2) Look carefully through the tiny items on the back pages. They may be more important than the headline articles.

To illustrate the first rule, I will give two examples. The first (which I have mentioned in this Opinion column before) is the statement repeated in news reports that Afghanistan's Taliban "refused" to hand over Osama bin Laden to the United States. A few months ago, the papers reported the Taliban saying that it wouldn't hand over bin Laden until it was show n the evidence against him.

The second is an article in the New York Times (Dec. 22) stating that Afghanistan was experiencing "that country's first peaceful transfer of power in decades." But I suppose few readers are capable of the radical forgetting that would be required to swallow that.

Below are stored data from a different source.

PR #2650, opened 2026-06-05
fix(cli): surface row errors in generated MCP sql tool

tmchow:
## What

The generated `handleSQL` MCP tool (`internal/generator/templates/mcp_tools.go.tmpl`) discarded the errors from `rows.Columns()` and `rows.Scan()`, and never checked `rows.Err()` after the loop. Because `rows.Next()` returns `false` on a mid-iteration DB error *without* failing the loop, the tool returned a **silently truncated result set** to the agent as a successful tool call — no failure signal. This affects every printed CLI that ships the `sql` MCP tool (Store-backed CLIs).

## Fix

Capture and surface all three failure points via `mcplib.NewToolResultError`.

## Proof (generator-output)

- New `TestGenerateMCPSQLToolSurfacesRowErrors`: generates a Store+MCP CLI, pins the emitted error checks, and runs `requireGeneratedCompiles` so the `cols, err :=` redeclaration (reusing the `err` already bound by `db.Query`) can't regress the build.
- `go test ./...` — pass
- `scripts/golden.sh verify` — pass (regenerated the 4 affected `tools.go` fixtures; diff is exactly the three error checks)
- `scripts/verify-generator-output.sh` — pass (9 cases, compiles emitted modules)
- `golangci-lint run ./internal/generator/...` — 0 issues

Surfaced by Greptile review on library publish PR mvanhorn/printing-press-library#1051 (the per-CLI copy is fixed there in lockstep).

### DIFF
--- a/internal/generator/generator_test.go
+++ b/internal/generator/generator_test.go
@@ -3746,6 +3746,36 @@ func TestGenerateMCPSQLToolUsesReadOnlyStore(t *testing.T) {
 		"behavioral coverage of comment-prefix and statement-separator bypass vectors must ship into every printed CLI's mcp package")
 }
 
+// TestGenerateMCPSQLToolSurfacesRowErrors pins the emitted handleSQL error
+// handling so a regression to the silent-discard form (which returns a
+// truncated result set as a successful tool call) fails fast.
+func TestGenerateMCPSQLToolSurfacesRowErrors(t *testing.T) {
+	t.Parallel()
+
+	apiSpec := minimalSpec("rowerr-canary")
+	outputDir := filepath.Join(t.TempDir(), naming.CLI(apiSpec.Name))
+	gen := New(apiSpec, outputDir)
+	gen.VisionSet = VisionTemplateSet{Store: true, Search: true, MCP: true}
+	require.NoError(t, gen.Generate())
+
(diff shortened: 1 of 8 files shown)


tmchow:
Addressed the remaining \`json.MarshalIndent\` discard in adefd7a1.

The same \`data, _ := json.MarshalIndent(...)\` discard existed in three sibling handlers (\`handleSQL\`, \`handleSearch\`, \`handleContext\`), so rather than patch one I extracted a shared \`toolResultJSON(v any)\` helper that returns a tool error on a marshal failure, and routed all three through it. The endpoint-mirror envelope marshals at lines ~627/633 use compact \`json.Marshal\` of pre-validated \`json.RawMessage\`/base64 in a different handler layer (raw API passthrough, not pretty-printed local data) and can't fail in practice, so they're intentionally left as-is.

Extended \`TestGenerateMCPSQLToolSurfacesRowErrors\` to pin the helper + routed call sites; regenerated the affected golden \`tools.go\` fixtures (6 cases). Full proof cycle re-run green: \`go test ./...\`, \`golden.sh verify\` (31), \`verify-generator-output.sh\` (9), \`golangci-lint\` (0).

PR #2654, opened 2026-06-05
fix(generator): rely on installer default bin directory

tmchow:
## Summary
- remove explicit `--bin-dir ~/.local/bin` from generated skill and OpenClaw README install snippets
- document the installer's platform-aware default bin locations instead
- update generator tests to expect the default-bin behavior

## Verification
- `git diff --check`


tmchow:
Addressed Greptile feedback in 0f1daa9: regenerated the generator goldens from the updated templates so README/SKILL fixtures no longer carry the stale `--bin-dir ~/.local/bin` text.\n\nLocal verification:\n- `scripts/golden.sh verify` passed (25 cases)\n- `go test ./internal/generator` passed\n- `git diff --check` passed

PR #2662, opened 2026-06-05
docs(generator): install binaries for Hermes skills

tmchow:
## Summary
- add the binary install step to generated README Hermes instructions before installing the focused skill
- keep Hermes on the official `hermes skills install` flow for skill installation
- rely on the installer default per-user bin directory instead of hardcoding `--bin-dir`

## Verification
- `scripts/golden.sh verify`
- `git diff --check`

Follow-up to #2654: the OpenClaw section installed both binary and skill, but the Hermes section only installed the skill.


tmchow:
@mergifyio refresh

PR #271, opened 2017-02-14
Group toolbar elements on the iPad.

SergioEstevao:
This PR, groups the toolbar format elements by category, so you have the following the groups

 - Media
 - Character attributes: strong, em, underline, strikethrough
 - Paragraph attributes: blockquote, list ordered, list unordered
 - Link
 - Code

This is only visible on non .compact screen sizes.

How to test:
 - Run the demo app
 - On the app test the different orientations and multitask modes
 - Test also on the iPhone normal and plus to see if all works ok.


diegoreymendez:
Ping @SergioEstevao, since this PR has feedback.

SergioEstevao:
@astralbodies I've been looking at this, but still couldn't find out why the iPhone+ does this. The code looks correct and it's returning the right toolbar for the size, but for some reason it get's the wrong layout... Will continue to investigate.

SergioEstevao:
@astralbodies ready for another look, it looks the responder chain needs to be update to force an update of the toolbar.

Issue #276, opened 2017-02-15
Missing space around formatted text


SergioEstevao:
With this HTML code:
`It has <strong>bold text</strong> and <em>italic text</em> and <del>strikethrough text</del> and <span style="text-decoration: underline;">underlined text</span>.`

 We are getting this result:

![aztec-ios-paragraphs2](https://cloud.githubusercontent.com/assets/651601/22978619/56aa8c7e-f38b-11e6-868c-6cf27ea7fca4.png)

PR #280, opened 2017-02-15
Check for space on start of the text when doing sanitise.

SergioEstevao:
This PR adds checks for empty space on the start of text block.

How to text:

Insert this text on the source code view:
```It has <strong>bold text</strong> and <em>italic text</em> and <del>strikethrough text</del> and <span style="text-decoration: underline;">underlined text</span>.```

Then switch to visual mode and see if the space between bold and italic and strikethrough text are all correct.

### DIFF
--- a/Aztec/Classes/Libxml2/Converters/In/InNodeConverter.swift
+++ b/Aztec/Classes/Libxml2/Converters/In/InNodeConverter.swift
@@ -145,10 +145,9 @@ extension Libxml2.In {
         private func sanitize(_ text: String) -> String {
 
             let hasAnEndingSpace = text.hasSuffix(String(.space))
-            let hasAnStartingSpace = text.hasPrefix(String(.space))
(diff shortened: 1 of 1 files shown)

### CODE REVIEW

File: Aztec/Classes/Libxml2/Converters/In/InNodeConverter.swift [hunk 1]
```diff
@@ -144,7 +144,8 @@ extension Libxml2.In {
 
         private func sanitize(_ text: String) -> String {
 
-            let hasAnEndingSpace = text[text.index(before: text.endIndex)] == Character(.space)
+            let hasAnEndingSpace = text.hasSuffix(String(.space))
+            let hasAnStartingSpace = text.hasPrefix(String(.space))
```
diegoreymendez: The spelling is off: "An" -> "A"

diegoreymendez:
This PR fixes #276

PR #287, opened 2017-02-16
More tag

### LINKED ISSUE #275: Implement the More Tag
At the moment the more tag doesn't have a visual representation.
It should be parsed and displayed visually.

SergioEstevao:
Fixes #275 

This PR implements the visualisation of the more tag using a custom attachment.

Notes: 
  - this still doesn't provide a way to insert more tag in the visual editor, it only parses them from HTML.
  - the more tag needs to be exactly like this: ```<!--more-->```. This is case sensitive and space sensitive like Calypso.

How to test:
 - Run the demo app
 - Check that in the sample content the more tag is presented correctly
 - Remove it on the visual mode and check if it updates the DOM
 - Add more tags

### DIFF
--- a/Aztec/Classes/Converters/HTMLNodeToNSAttributedString.swift
+++ b/Aztec/Classes/Converters/HTMLNodeToNSAttributedString.swift
@@ -26,6 +26,10 @@ class HMTLNodeToNSAttributedString: SafeConverter {
         self.defaultFontDescriptor = defaultFontDescriptor
     }
 
+    private lazy var defaultAttributes: [String: Any] = {
+        let defaultFont = UIFont(descriptor: self.defaultFontDescriptor, size: self.defaultFontDescriptor.pointSize)
+        return [NSFontAttributeName: defaultFont]
+    }()
     // MARK: - Conversion
 
     /// Main conversion method.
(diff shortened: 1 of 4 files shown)


Aztec/Classes/Converters/HTMLNodeToNSAttributedString.swift
```diff
@@ -97,6 +98,13 @@ class HMTLNodeToNSAttributedString: SafeConverter {
     /// - Returns: the converted node as an `NSAttributedString`.
     ///
     fileprivate func convertCommentNode(_ node: CommentNode, inheritingAttributes inheritedAttributes: [String:Any]) -> NSAttributedString {
+        if node.comment == "more" {
+            var attributes = inheritedAttributes;
+            let moreAttachment = MoreAttachment()
+            moreAttachment.message = NSAttributedString(string: NSLocalizedString("MORE", comment:"Text for the center of the   more divider"), attributes: defaultAttributes)
```
diegoreymendez: There are extra spaces here in the `comment` parameter in the `NSLocalizedString` call.

Aztec/Classes/TextKit/MoreAttachment.swift
```diff
@@ -0,0 +1,86 @@
...
+    override open func attachmentBounds(for textContainer: NSTextContainer?, proposedLineFragment lineFrag: CGRect, glyphPosition position: CGPoint, characterIndex charIndex: Int) -> CGRect {
+
+        let padding = textContainer?.lineFragmentPadding ?? 0
+        let width = lineFrag.width - padding * 2
+        let height:CGFloat = 44.0
+
+        return CGRect(origin: CGPoint.zero, size: CGSize(width: width, height: height))
+    }
+
+    fileprivate func invalidateLayout(inTextContainer textContainer: NSTextContainer?) {
```
diegoreymendez: This doesn't seem to be used.  And as a side note I don't think the attachment should deal with this anyway so I'd recommend to remove it.

PR #294, opened 2017-02-17
Fixes editing around the more tag.

### LINKED ISSUE #293: Editing around the "more" comment tag is broken.
Editing around the "more" comment tag causes the text to be inserted at odd positions in the HTML tree.

diegoreymendez:
<h3>Description:</h3>

Fixes the DOM synchronization when editing text around the "more" tag.

Fixes #293.

<h3>Testing:</h3>

1. Run the app.
2. Place the cursor right before of after the "more" tag.
3. Insert text.
4. Switch to HTML and back.
5. Make sure everything's ok (styles can be slightly off but that's unrelated).

### DIFF
--- a/Aztec/Classes/Libxml2/DOM/ElementNode.swift
+++ b/Aztec/Classes/Libxml2/DOM/ElementNode.swift
@@ -235,10 +235,10 @@ extension Libxml2 {
         ///
         /// - Returns: an array of pairs of child nodes and their ranges in child coordinates.
         ///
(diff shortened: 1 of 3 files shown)


SergioEstevao:
Still not working correctly if you put the cursor after the more tag. It insert on the incorrect place.
Where is my sample html `Before<!--more/>After`

diegoreymendez:
Ready for round 2.

SergioEstevao:
Working well for more, but still failing for the ```<hr/>``` tag, here is an example HTML: ```Before<hr/>After```

PR #299, opened 2017-02-19
Check for attachment and insert image if needed in DOM.

SergioEstevao:
This PR adds code to detect image attachments and applies/insert img elements to the DOM

### How to test

- Start the demo app
- Tap on the insert image button
- Wait for image to be inserted
- Switch to HTML mode
- Check that the img tag is present

### DIFF
--- a/Aztec/Classes/Libxml2/DOMString.swift
+++ b/Aztec/Classes/Libxml2/DOMString.swift
@@ -384,6 +384,12 @@ extension Libxml2 {
                 self?.applyElement(.u, spanning: range)
             }
         }
+
+        func applyImage(imageURL: URL?, spanning range:NSRange) {
+            performAsyncUndoable { [weak self] in
+                self?.setImageURLInDOM(imageURL, forRange: range)
+            }
+        }
         
         // MARK: - Styles to HTML elements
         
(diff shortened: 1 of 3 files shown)


Aztec/Classes/TextKit/TextStorage.swift
```diff
@@ -355,6 +355,10 @@ open class TextStorage: NSTextStorage {
                 let targetStyle = targetValue as? NSNumber
 
                 processUnderlineDifferences(in: domRange, betweenOriginal: targetStyle, andNew: sourceStyle)
+            case NSAttachmentAttributeName:
+                if let attachment = sourceValue as? TextAttachment {
+                    dom.applyImage(imageURL: attachment.url ,spanning: domRange)
```
diegoreymendez: The spacing before and after the comma is off.

Aztec/Classes/Libxml2/DOMString.swift
```diff
@@ -384,6 +384,12 @@ extension Libxml2 {
                 self?.applyElement(.u, spanning: range)
             }
         }
+
+        func applyImage(imageURL: URL?, spanning range:NSRange) {
```
diegoreymendez: Document the method.

diegoreymendez:
Fixes part of #304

To illustrate the second rule, I offer a tiny note at the bottom of page 5 of the International Herald Tribune (Jan. 15). There we learn that U.S. troops are beginning "extensive maneuvers," scheduled to continue for one year, on the southern Philippine island of Basilan, a "hotbed" of Islamic rebels. Training maneuvers in a war zone?

Similarly, on page A19 of the San Francisco Chronicle (Jan. 4) there is an article that states that, now that it has al-Qaeda "on the run from Afghanistan... the United States is stepping up military activities in and around Somalia." Take note of the word "in." And as for "around," where do you suppose that might be?

The following day, the same paper reported (on page 1) that the Israeli military captured 50 tons of weapons allegedly being "smuggled" into the Palestinian Authority. (Why "smuggled"?) The average reader will wonder, how much is 50 tons of weapons? The same paper reported (on page A13) that, two days previously, U.S. warplanes "dropped more than 100 satellite-guided 2,000-pound bombs" on a single target in Afghanistan. That's 100 tons, on one target in one day.

Don't give up reading the newspapers. The information (or much of it) is there. But you have to dig for it.